Devo
Something For Everybody
Saltiamo a piè pari le presentazioni. Anzi, ancora meglio: dimentichiamoci di chi sono i Devo, e di quanto il loro contributo sia stato fondamentale nella storia della musica. E' passata troppa acqua sotto i ponti, ed è chiaro che adesso dobbiamo fare i conti con una realtà assolutamente diversa.
20 anni. Questo il tempo che separa Something For Everybody dal loro ultimo album di inediti (Smooth Noodle Maps, del 1990). E quest'ultimo non si può nemmeno definire un "album in studio" in senso stretto: si tratta di una compilation dei migliori brani composti in questo periodo di silenzio, scelti direttamente dai fan. Un'operazione che di certo desta forte sospetto in chiunque abbia un minimo di buonsenso. Quanta qualità può esserci in una iniziativa di questo tipo? Quanta ispirazione può essere rimasta nei Devo nell'anno 2010? Diffidenze lecite, ma mai chiudere le porte senza toccare con mano.
Rispondendo alle domande di cui sopra: qualità, poca cosa in confronto a ciò che conosciamo di loro; ispirazione, in quantitativi molto modesti.

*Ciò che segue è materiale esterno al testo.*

PR #899, opened 2026-09-10
fix(taskdump): remove unreleased capture changes

noxware:
## Changes

- Restore `just_captured` logic for capture skips.
- Test against capture loops.
- Recover `1.52.0` as the minimum Tokio version (as `1.53.0` is not strictly needed anymore, and that Cargo.toml version would introduce https://github.com/tokio-rs/tokio/issues/8434 for people currently locked at 1.52 that would be unaffected otherwise).
- Remove these changes from the `Unreleased` section in the changelog.

### DIFF
--- a/dial9-tokio-telemetry/Cargo.toml
+++ b/dial9-tokio-telemetry/Cargo.toml
@@ -24,7 +24,7 @@ unexpected_cfgs = { level = "warn", check-cfg = [
 missing_debug_implementations = "warn"
 
 [dependencies]
-tokio = { version = "1.53.0", features = [
+tokio = { version = "1.52.0", features = [
     "rt",
     "macros",
     "time",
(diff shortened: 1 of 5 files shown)


dial9-tokio-telemetry/Cargo.toml
```diff
@@ -24,7 +24,7 @@ unexpected_cfgs = { level = "warn", check-cfg = [
 missing_debug_implementations = "warn"
 
 [dependencies]
-tokio = { version = "1.53.0", features = [
+tokio = { version = "1.52.0", features = [
```
noxware, line 27: Once the bug disappears from Tokio in a stable version, we may want to bump this to a minimum that has the fix included to prevent people from using the problematic version by accident. 

We could also backport that min version to 0.3.x.

rcoh (approved):

PR #901, opened 2026-09-11
feat(cpu): add system info as segement metadata

### LINKED ISSUE #879: emit more default information in perf-self-profile
The CPU profiler should probably include segment metdata like kernel version, CPU, CPU architecture, total memory etc. etc.

jv1i:
Closes #879

Adds some linux and android system information to segment metadata in cpu profiling. Metadata that cannot be read or parsed is logged and omitted from the trace.

New fields:

| Field | Source | Example from my Docker setup | Example from Android |
| --- | --- | --- | --- |
| cpu.profile.cpu_model | /proc/cpuinfo (`model name`, `Processor`, or `Hardware`) | Skipped, arm64 kernels don't expose a CPU model name in /proc/cpuinfo  | <- same |
| cpu.profile.kernel_release | uname.release | `6.10.14-linuxkit` | `5.15.123-android13-3-28579584` |
| cpu.profile.kernel_version | uname.version | `#1 SMP Sat May 17 08:28:57 UTC 2025` | `#1 SMP PREEMPT Fri Jul 5 17:55:35 KST 2024` |
| cpu.profile.machine_hostname | uname.nodename | `6830cf53fb83` | `localhost` |
| cpu.profile.machine_architecture | uname.machine | `aarch64` | `aarch64` |
| cpu.profile.memory_total_bytes | /proc/meminfo (`MemTotal`) | `13584277504` | `5691387904` |

Also updates the android example build script (dial9_tokio_telemetry -> dial9) and fixes the trace reading in `cpu_profile_workload_example`

### DIFF
--- a/perf-self-profile/src/sys/linux/system_metadata.rs
+++ b/perf-self-profile/src/sys/linux/system_metadata.rs
@@ -1,0 +1,174 @@
+use std::ffi::CStr;
+use std::io::{self, ErrorKind};
+use std::mem::MaybeUninit;
+use std::sync::OnceLock;
+
+pub(crate) fn system_metadata() -> Vec<(String, String)> {
+    static SYSTEM_METADATA: OnceLock<Vec<(String, String)>> = OnceLock::new();
+
+    SYSTEM_METADATA.get_or_init(collect_system_metadata).clone()
+}
+
+fn collect_system_metadata() -> Vec<(String, String)> {
+    let mut out = Vec::new();
+
+    match uname_metadata() {
+        Ok(entries) => out.extend(entries),
+        Err(e) => tracing::warn!("failed to read uname metadata: {e}"),
+    }
+
+    match std::fs::read_to_string("/proc/cpuinfo").and_then(|value| {
+        parse_cpu_model(&value).ok_or_else(|| {
+            io::Error::new(
+                ErrorKind::InvalidData,
+                "no supported CPU model field in /proc/cpuinfo",
+            )
+        })
+    }) {
+        Ok(model) => out.push(("cpu.profile.cpu_model".to_string(), model)),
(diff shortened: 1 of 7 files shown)


perf-self-profile/src/sys/linux/system_metadata.rs
```diff
@@ -0,0 +1,174 @@
...
+        (
+            "cpu.profile.kernel_version".to_string(),
+            uname_field(&utsname.version)?,
+        ),
+    ])
+}
+
+fn uname_field(field: &[libc::c_char]) -> io::Result<String> {
+    // SAFETY: fields populated by uname are null-terminated C strings.
+    let value = unsafe { CStr::from_ptr(field.as_ptr()) };
```
rcoh, line 84: `CStr::from_ptr` requires a null terminated string; we should validate that here defensively

perf-self-profile/src/sys/linux/system_metadata.rs
```diff
@@ -0,0 +1,174 @@
...
+    if rc != 0 {
+        return Err(io::Error::last_os_error());
+    }
+    // SAFETY: uname returned success and initialized `utsname`.
+    let utsname = unsafe { utsname.assume_init() };
+
+    Ok([
+        (
+            "cpu.profile.machine_hostname".to_string(),
+            uname_field(&utsname.nodename)?,
```
rcoh: if one of these fails, we'll bail out of the entire function; wdty about setting these to `error` (or ideally a decent error message) if they ever fail?

rcoh (approved):

perf-self-profile/src/sys/linux/system_metadata.rs
jv1i: definetly! I had this doing that properly but it regressed when moving it from cpu_source to this new file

Sparita anche quell'irriverenza folle che rendeva unici i Devo (oggi cantano Don't Shoot, I'm A Man, nel '78 dicevano di non esserlo). Cosa rimane allora? Fondamentalmente, una sola cosa: Something For Everybody è ancora in grado di liberare una discreta energia, unico elemento che riesce a restare a galla in un mare di complessi di inferiorità nei confronti del passato.
Il contesto di base in cui si esprime quest'energia è la stessa new wave di quegli anni, ma oggi si osserva un chiaro tentativo di muoversi verso la dance: non è solo una presenza diffusa di synth cadenzati a dirlo, ma l'intero album che sposa la formula di brani brevi costruiti su ritmi studiati con precisione chirurgica. Gli ingredienti sono dosati con gran cura: alcune infiltrazioni elettroniche qua e là, a volte in maniera spregiudicata (What We Do è una hit dance-pop davvero sfacciata), presenza martellante di chitarre elettriche in classica tenuta punk-funk. Tutto troppo pulito, senza alcuna sbavatura. Quello che manca è l'anima, e la tracklist risulta piuttosto piatta, con nessun brano che spicca sugli altri. Quando si sforzano di rispolverare sè stessi vengono fuori brani come Fresh, e il fan è soddisfatto.
Nel complesso, l'impressione di un'operazione commerciale molto furba è confermata. Nonostante questo, il materiale riesce a non sfigurare in maniera eccessiva se rapportato al livello medio dei giorni nostri. E' questa la brutta notizia: basta un po' di mestiere perchè il pubblico sia accontentato.